You can construct sparse matrices consisting of entries of your original matrix which have value i^(-1) (where i = 1 .. 1.3 million), multiply them with your original vector, and sum all the results together.
So for your example the product would be essentially:
a = rand(3,1);
b1 = [1 0 0;
0 1 0;
0 0 1];
b2 = [0 1 0;
1 0 1;
0 1 0] / 2;
b3 = [0 0 1;
0 0 0;
1 0 0] / 3;
c = sparse(b1) * a + sparse(b2) * a + sparse(b3) * a;
Of course, you wouldn't construct the sparse matrices this way. If you wanted to have less iterations of the inside loop, you could have more than one of the i's in each matrix.
Look into the parfor loop in MATLAB: http://www.mathworks.com/help/toolbox/distcomp/parfor.html
I can't use matlab's 'filter' function, because it can only average
things before the current point, right?
That is not correct. You can always add samples (i.e, adding or removing zeros) from your data or from the filtered data. Since filtering with filter (you can also use conv by the way) is a linear action, it won't change the result (it's like adding and removing zeros, which does nothing, and then filtering. Then linearity allows you to swap the order to add samples -> filter -> remove sample).
Anyway, in your example, you can take the averaging kernel to be:
weights = 1 ./ [3 2 1 2 3]; % this kernel introduces a delay of 2 samples
and then simply:
result = filter(w,1,[data, zeros(1,3)]); % or conv (data, w)
% removing the delay introduced by the kernel
result = result (3:end-1);
You considered only 2 options:
Multiplying 1.3M*1.3M matrix with a vector once or multiplying 2 1.3M vectors 1.3M times.
But you can divide your weight matrix to as many sub-matrices as you wish and do a multiplication of n*1.3M matrix with the vector 1.3M/n times.
I assume that the fastest will be when there will be the smallest number of iterations and n is such that creates the largest sub-matrix that fits in your memory, without making your computer start swapping pages to your hard drive.
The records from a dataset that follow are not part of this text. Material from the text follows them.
PR #1222, opened 2021-06-17
Fix logic of canUseIndexOfTable

andrewda:
### Summary:

This change fixes some odd behavior with local secondary indexes, and global indexes that use the same hash key as the table index. Prior to this change, if I queried tried to query a local secondary index or an index with the same hash key as the table, `canUseIndexOfTable` would return `true`, meaning the  table index would be used even when a better index exists.

This PR resolves a few of these logic issues in `canUseIndexOfTable` and adds some tests + documentation to make it more clear what is happening. Specifically, the "big" update is:

```diff
-if (rangeKeyOfTable) {
-    return Object.entries(chart).some(([fieldName]) => fieldName !== hashKeyInQuery[0]);
+if (rangeKeyOfTable && chart[rangeKeyOfTable]) {
+    return true;
}
```

The previous code basically said "if the hash key and any other key exists in the query, use the table index." This updates that logic to be "if the the hash key and the range key exist together in the query, use the table index." Otherwise, a better index may exist.

See the provided test for more details. On the current `master` branch, this test fails like so:

```diff
 {
   "ExpressionAttributeNames": {
-    "#a1": "favoriteNumber"
     "#qha": "id"
+    "#qra": "favoriteNumber"
   }
   "ExpressionAttributeValues": {
     ":qhv": {
       "N": "7"
     }
-    ":v1": {
+    ":qrv": {
       "N": "2"
     }
   }
-  "FilterExpression": "#a1 = :v1"
-  "KeyConditionExpression": "#qha = :qhv"
+  "IndexName": "myLSI"
+  "KeyConditionExpression": "#qha = :qhv AND #qra = :qrv"
   "TableName": "Cat"
 }
```

In other words, the LSI is not used for the query, despite it and the hash key being the only two parameters passed.

Please let me know of any further test cases you'd like to see, if any.

### Code Sample

```ts
export const ExampleModel: ModelDefinition = {
  name: 'example',
  schema: new Schema({
    game: { type: String, hashKey: true },
    id: { type: String, rangeKey: true },

    timestamp: { type: Number, index: { name: 'GameTimeIndex' } },
  }),
};

// ...

const response = await this.exampleModel
  .query()
  .where('game')
  .eq('test')
  .and()
  .where('timestamp')
  .ge(0)
  .sort(SortOrder.descending)
  .limit(50)
  .getRequest();
```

with your memory size you should start with n=5000.
you can also make it faster by using parfor (with n divided by the number of processors).
The brute force way will probably work for you, with one minor optimisation in the mix.
The ^-0.1 operations to create the weights will take a lot longer than the + and * operations to compute the weighted-means, but you re-use the weights across all the million weighted-mean operations. The algorithm becomes:
Create a weightings vector with all the weights any computation would need:
weights = (-n:n).^-0.1
For each element in the vector:
Index the relevent portion of the weights vector to consider the current element as the 'centre'.
Perform the weighted-mean with the weights portion and the entire vector. This can be done with a fast vector dot-multiply followed by a scalar division.
The main loop does n^2 additions and subractions. With n equal to 1.3 million that's 3.4 trillion operations. A single core of a modern 3GHz CPU can do say 6 billion additions/multiplications a second, so that comes out to around 10 minutes. Add time for indexing the weights vector and overheads, and I still estimate you could come in under half an hour.